Hedge funds are taking money out of the market—and that's a good sign, Fundstrat founder Tom Lee told CNBC on Tuesday.
"It's bullish in the sense that markets are capable of rising while a very large player in the marketplace is de-risking, and that is going ot provide fuel later as they sort of re-risk and add buying power to the rally," he said in a "Squawk on the Street" interview.
Fundstrat reported that hedge funds are pulling money out of equities based on anecdotal evidence and moves in the hedge fund tracking beta to the S&P 500, which has declined to the lowest levels in roughly six months, Lee said.

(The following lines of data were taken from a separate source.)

PR #4827, opened 2024-02-02
[Bexley WW] Container images

nephila-nacrea:
Adds images for waste containers.

Closes https://github.com/mysociety/societyworks/issues/4067.

[skip changelog]


perllib/FixMyStreet/Cobrand/Bexley/Waste.pm
```diff
@@ -107,6 +107,82 @@ sub bin_services_for_address {
     return \@site_services_filtered;
 }
```
nephila-nacrea, line 109: TODO: Check that these commented-out services are not used, remove those lines.

chrismytton (changes requested):
Looking good so far!

I think since we don't have 2x images it might make sense to just get rid of the `@2x` versions, since they identical to the regular images.

Then if you update the bin days template so it doesn't output the `srcset=` attribute for Bexley the images will be rendered at their "natural" 150px size, which matches what Bexley have on their [existing waste site](https://mybexley.bexley.gov.uk/service/When_is_my_collection_day).

chrismytton (approved):
✨ 🗑️ ✨

PR #4828, opened 2024-02-04
[Bucks] Display last cleaned date for drains in sidebar.

neprune:
[skip changelog] [FD-3731](https://mysocietysupport.freshdesk.com/a/tickets/3731)


dracos (approved):
Simpler :) Would have been good in the PR if you could have linked to the relevant commits in the server configuration, I found them and worked out where the data was coming from.

PR #4829, opened 2024-02-04
[Brent] Auto update garden sub renewal end year.

neprune:
[skip changelog] [FD-3746](https://mysocietysupport.freshdesk.com/a/tickets/3746)


dracos (approved):
Thanks, hopefully will prevent this next year :)

PR #301, opened 2025-06-17
Add 'require()' to interface in print.slang

kaizhangNV:
Close #6764.

Slang require to put require() capability keyword on the interface, because we can not propagate the requirement from the implementation to interface. So the shader needs to be changed.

The firms are de-risking on the chance of an "idosyncratic event," such as a Greek exit from the euro zone, a deflation surprise somewhere in the world, or an incident tied to geopolitical risk, Lee explained. The belief is that such an event could cause a correction.
However, Lee said he would buy into a dip because he believes Europe is prepared for a "Grexit" and its central banks are about to engage in bond buying, reducing the risk of deflation. He also said geopolitical risks never have long-lasting effects on markets.
The players buying equity positions as hedge funds sell have been spurred by normalizing interest rates, falling oil prices and a recent rebound in the high-yield market, he said.
"I think there's a story about capacity utilization tightening, as well. That's going to give us a better signal about U.S. fundamentals. Then we'll see the hedge funds come back into the market," he said.